Work to be completed: What is the number of lines in this listing that include the string "always"? Answer with that number by itself.

Entries supplied:
PR #1639, opened 2019-10-03
#10991: Allow mute unmute chats individually feature iOS SDK bindings.

lancy-mega:
Allow mute unmute chats individually feature iOS SDK bindings.

PR #2463, opened 2020-12-24
IOS-4485: iOS binding for PSA.

lancy-mega:
IOS-4485: iOS binding for PSA.

### DIFF
--- a/bindings/ios/MEGASdk.h
+++ b/bindings/ios/MEGASdk.h
@@ -2503,6 +2503,63 @@ typedef NS_ENUM(NSUInteger, BackupHeartbeatStatus) {
 - (void)getPSA;
 
 /**
+ * @brief Get the next PSA (Public Service Announcement) that should be shown to the user
+ *
+ * After the PSA has been accepted or dismissed by the user, app should
+ * use [MEGASdk setPSAWithIdentifier:] [MEGASdk setPSAWithIdentifier:delegate:] to notify API servers about
+ * this event and do not get the same PSA again in the next call to this function.
+ *
+ * The associated request type with this request is MEGARequestTypeGetPSA.
+ *
+ * Valid data in the MEGARequest object received in onRequestFinish when the error code
+ * is MEGAErrorTypeApiOk:
+ * - [MEGARequest number] - Returns the id of the PSA (useful to call [MEGASdk setPSAWithIdentifier:]
+ *                          [MEGASdk setPSAWithIdentifier:delegate:] later)
+ * - [MEGARequest email] - Returns the URL (or an empty string)
+ * ...or for the old format:
+ * - [MEGARequest name] - Returns the title of the PSA
+ * - [MEGARequest text] - Returns the text of the PSA
+ * - [MEGARequest file] - Returns the URL of the image of the PSA
+ * - [MEGARequest password] - Returns the text for the possitive button (or an empty string)
+ * - [MEGARequest link] - Returns the link for the possitive button (or an empty string)
+ *
+ * If there isn't any new PSA to show, onRequestFinish will be called with the error
+ * code MEGAErrorTypeApiENoent
+ *
+ * @param delegate MEGARequestDelegate to track this request
+ * @see [MEGASdk setPSAWithIdentifier:] [MEGASdk setPSAWithIdentifier:delegate:]
+ */
+- (void)getPSAIncludingUrlWithDelegate:(id<MEGARequestDelegate>)delegate;
+
+/**
+ * @brief Get the next PSA (Public Service Announcement) that should be shown to the user
+ *
+ * After the PSA has been accepted or dismissed by the user, app should
+ * use [MEGASdk setPSAWithIdentifier:] [MEGASdk setPSAWithIdentifier:delegate:] to notify API servers about
+ * this event and do not get the same PSA again in the next call to this function.
+ *
+ * The associated request type with this request is MEGARequestTypeGetPSA.
+ *
+ * Valid data in the MEGARequest object received in onRequestFinish when the error code
+ * is MEGAErrorTypeApiOk:
+ * - [MEGARequest number] - Returns the id of the PSA (useful to call [MEGASdk setPSAWithIdentifier:]
+ *                          [MEGASdk setPSAWithIdentifier:delegate:] later)
+ * - [MEGARequest email] - Returns the URL (or an empty string)
+ * ...or for the old format:
+ * - [MEGARequest name] - Returns the title of the PSA
+ * - [MEGARequest text] - Returns the text of the PSA
+ * - [MEGARequest file] - Returns the URL of the image of the PSA
+ * - [MEGARequest password] - Returns the text for the possitive button (or an empty string)
+ * - [MEGARequest link] - Returns the link for the possitive button (or an empty string)
+ *
+ * If there isn't any new PSA to show, onRequestFinish will be called with the error
+ * code MEGAErrorTypeApiENoent
+ *
+ * @see [MEGASdk setPSAWithIdentifier:] [MEGASdk setPSAWithIdentifier:delegate:]
+ */
+- (void)getPSAIncludingUrl;
+
+/**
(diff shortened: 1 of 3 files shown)


bindings/ios/MEGASdk.h
```diff
@@ -2502,6 +2502,63 @@ typedef NS_ENUM(NSUInteger, BackupHeartbeatStatus) {
  */
 - (void)getPSA;
 
+/**
+ * @brief Get the next PSA (Public Service Announcement) that should be shown to the user
+ *
+ * After the PSA has been accepted or dismissed by the user, app should
+ * use [MEGASdk setPSAWithIdentifier:] [MEGASdk setPSAWithIdentifier:delegate:] to notify API servers about
```
simonwng, line 2509:
```suggestion
 * use [MEGASdk setPSAWithIdentifier:] or [MEGASdk setPSAWithIdentifier:delegate:] to notify API servers about
```

bindings/ios/MEGASdk.h
```diff
@@ -2502,6 +2502,63 @@ typedef NS_ENUM(NSUInteger, BackupHeartbeatStatus) {
...
+ * this event and do not get the same PSA again in the next call to this function.
+ *
+ * The associated request type with this request is MEGARequestTypeGetPSA.
+ *
+ * Valid data in the MEGARequest object received in onRequestFinish when the error code
+ * is MEGAErrorTypeApiOk:
+ * - [MEGARequest number] - Returns the id of the PSA (useful to call [MEGASdk setPSAWithIdentifier:]
+ *                          [MEGASdk setPSAWithIdentifier:delegate:] later)
+ * - [MEGARequest email] - Returns the URL (or an empty string)
+ * ...or for the old format:
```
simonwng, line 2519: ?

bindings/ios/MEGASdk.h
```diff
@@ -2502,6 +2502,63 @@ typedef NS_ENUM(NSUInteger, BackupHeartbeatStatus) {
...
+ * - [MEGARequest password] - Returns the text for the possitive button (or an empty string)
+ * - [MEGARequest link] - Returns the link for the possitive button (or an empty string)
+ *
+ * If there isn't any new PSA to show, onRequestFinish will be called with the error
+ * code MEGAErrorTypeApiENoent
+ *
+ * @param delegate MEGARequestDelegate to track this request
+ * @see [MEGASdk setPSAWithIdentifier:] [MEGASdk setPSAWithIdentifier:delegate:]
+ */
+- (void)getPSAIncludingUrlWithDelegate:(id<MEGARequestDelegate>)delegate;
```
simonwng, line 2532: The method name is a bit verbose... what do you think of `getURLPSAWithDelegate`?

bindings/ios/MEGASdk.h
```diff
@@ -2502,6 +2502,63 @@ typedef NS_ENUM(NSUInteger, BackupHeartbeatStatus) {
...
+ * - [MEGARequest file] - Returns the URL of the image of the PSA
+ * - [MEGARequest password] - Returns the text for the possitive button (or an empty string)
+ * - [MEGARequest link] - Returns the link for the possitive button (or an empty string)
+ *
+ * If there isn't any new PSA to show, onRequestFinish will be called with the error
+ * code MEGAErrorTypeApiENoent
+ *
+ * @see [MEGASdk setPSAWithIdentifier:] [MEGASdk setPSAWithIdentifier:delegate:]
+ */
+- (void)getPSAIncludingUrl;
```
simonwng, line 2560: If we always pass a delegate (I think we should), then we don't need this method in binding.

lancy-mega: Yup right. We might end up not using it. Previously, I got a PR comment for not including the method without the delegate. https://github.com/meganz/sdk/pull/1639#discussion_r334799287
I think the general practice has been including both. @jnavarrom - Are you fine not including it?

simonwng: if we are following that practice, I think it is OK to add it.

bindings/ios/MEGASdk.h
lancy-mega: I think `URLPSA` is hard to notice that it is `URL - PSA` as everything is in caps. Let me know your thoughts.

bindings/ios/MEGASdk.h
lancy-mega: | SDK  | Android |
| ------------- | ------------- |
|  |  |

As I understand from SDK and Android documentation is that the new format of the PSA return URL and the old format returns information that can be used to display inside the app.

bindings/ios/MEGASdk.h
simonwng: haha, yeah, two abbreviations together. According to both Swift and Objective-c naming guide, abbreviations should avoid. Only standard ones can be acceptable. So I think we should go for:
`getURLPublicServiceAnnouncementWithDelegate`


https://developer.apple.com/library/archive/documentation/Cocoa/Conceptual/CodingGuidelines/Articles/APIAbbreviations.html#//apple_ref/doc/uid/20001285

https://swift.org/documentation/api-design-guidelines/
 
>Avoid abbreviations. Abbreviations, especially non-standard ones, are effectively terms-of-art, because understanding depends on correctly translating them into their non-abbreviated forms.The intended meaning for any abbreviation you use should be easily found by a web search.

bindings/ios/MEGASdk.h
simonwng: I mean for format of the comment is weird. why we do `...` here

simonwng: is `...or` a standard comment format?

bindings/ios/MEGASdk.h
jnavarrom: The main problem is that objective-c has no optional parameters such as c++.
I think we can add both methods, if the intermediate layer (megaapi) optionally allows to pass a listener as argument or not, the binding should do the same. We usually use the method by passing a delegate as an argument, but other developers could create their applications without passing the delegate.

Initially both were added: with delegate and without it... 
Another option would be to add the methods on demand as we or other developers need.

bindings/ios/MEGASdk.h
sergiohs84: When `getPSA()` is called, the old format is always used.
When `getPSAwithUrl()` is called, the SDK sends to the API an additional flag `"w":1` for the command `gpsa`. The API can return still return the old format, or the new one with only a URL (see SDK-1247).

jnavarrom: I think @simonwng is referring the ... in the documentation:

  * - MegaRequest::getEmail - Returns the URL (or an empty string))
  * ...or for the old format:   <------ THIS LINE

simonwng: Thanks @sergiohs84 , so according to the PR https://github.com/meganz/sdk/pull/2286/files, `getPSAwithUrl` returns both URL and old format data. I would suggest removing this line of comment:
`..or for the old format:`

bindings/ios/MEGASdk.h
simonwng: Thanks Navarro, I am OK with either way. It is easy to pass an empty delegate anyway, haha. Maybe to make it simple, we can add the non-delegate APIs on demand.

bindings/ios/MEGASdk.h
sergiohs84: Sure. Please, add a commit to update the documentation accordingly, @simonwng . Thanks

simonwng: @lancy-mega , please remove the `..or` comment from megaapi.h as well

simonwng: @lancy-mega , please remove the `..or` comment from megaapi.h as well

simonwjw (approved):

simonwng (approved):

sergiohs84 (approved):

Answer section: 2